▸ **Aim of the task**:
Only a number is expected here: the count of lines in this data where "developers" occurs.

▸ **Input**:
PR #3147, opened 2021-07-11
EVENTRECORDER: Move Recorder to a separate button

orgads:
When building with event recorder, the button is hidden as a sub-button under Load. This is hard to discover, and the action is not related to load.

Move the button out of there, and make it a top-level button.


mgerhardy:
getting this at startup - anything I've missed to update?

```
WARNING: Could not find theme 'scummremastered' falling back to builtin!
WARNING: widget h: 21916	w: 0!
Unable to load widget position for 'Launcher.RecorderButton'. Please check your theme files!
```

orgads:
Which platform do you build on?

mgerhardy:
Linux and make

orgads:
Did you run make install?

mgerhardy:
no, didn't do it - never did it before - afaik you need to bump the theme versions to make this working.

mgerhardy:
Bildschirmfoto von 2021-07-11 14-23-44

bluegr:
Looks good! Do the button descriptions look OK with other languages?

sev-:
As I was mentioning on Discord, I do not see much value in un-hiding it. This will take the real estate on the GUI but will be used extremely rarely.

Another idea, if you want to give a bigger exposure to the feature: put the button (or copy of it) to the Game Options -> Game tab. Thoughts?

orgads:
I think that placing it in the Options dialog is misleading. This is not a setting, but a different way to start/load the game.

I agree that this action is uncommon, much less than Start and Load, but on the other hand, it really has nothing to do with Load, so having it as a subaction of Load is questionable.

criezy:
My first thought when I saw the pull request was similar to what @sev- wrote. But I waited a few days before commenting to give me time to sort my thoughts so that I can try to explain why.

I am not sure exposing this button to the launcher is a good idea as to me it seems that the recorder feature is not really useful for users and is almost exclusively for developers (and even for those it was not be used often). Making it more visible might confuse users who will not understand  what it does or how to use it. And it will also make the GUI more cramped on devices with a smalls screen (and this might be an issue with some languages that need longer labels than in English for the buttons). I would tend to prioritise usability for standard users and keep the launcher as simple as possible.

It seems to me that keeping it hidden would not really be an issue as long as the few people for whom it might be useful know it is there and how to access it. Maybe documenting this on the Developer Central wiki page would be a better idea (actually I just checked and it is already mentioned in the section for engine authors).

bluegr:
I concur that placing the record button together with the load button makes more sense, as this is a feature mostly used by developers.

However, this feature could also be used for game walkthroughs, e.g. a player could record a playthrough of part of a hard puzzle and redistribute it to others like a walkthrough

sev-:
so, let's close this for now.

PR #3148, opened 2021-07-11
AGS: Pointers should not be casted to long

aviloria:
New string arithmetic is using pointers diff casted to long...
Trying to avoid C++11 features, the best option is to cast them to intptr_t instead of long


aviloria:
These changes should fix scummvm compilation

digitall:
@aviloria : Thanks for your contribution. Looks reasonable... Will just await a quick review from @dreammaster who is working on this engine.

dreammaster:
Looks good to me

PR #3150, opened 2021-07-13
XEEN RU Localization

Ardash:
I've added support for Russian version of Clouds of Xeen

Edit: There is issue in code analysis. I've fixed it.


sev-:
This must be rebased, so there is no merge commit. Also, it would be nice if the whole thing is moved to a separate branch, so the temporary comments in Russian are not visible to the team.

sev-:
Also, it must be rebased because the early commits do not conform with our commit log guidelines, e.g. they're lacking the engine prefix and there is even a comment in Russian.

PR #3152, opened 2021-07-13
GOB: Avoid an off by one

lu-zero:
Lost in Time (English floppy version but CD version might be affected as well) garbles colours during some clips playback otherwise.

The easiest way to reproduce is in manor section of the game: when it starts, just click the horse at the gate or any object in the tractor. A video will play that will also garble one colour in the picture to red (the same happens in other parts of manor section when small clips play). 

I believe it's caused by an off-by-one error in palette copy (e.g. for PORTAL04.IMD colours 16-127 are copied).

This patch seems to fix it.


digitall:
Can replicate the issue with the horse video. Will merge for testing...

digitall:
@lu-zero : Thanks for your code contribution. As expected, this fixes the issue and probably other minor palette bugs with video playback in GOB games.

▸ **Answer space**:
2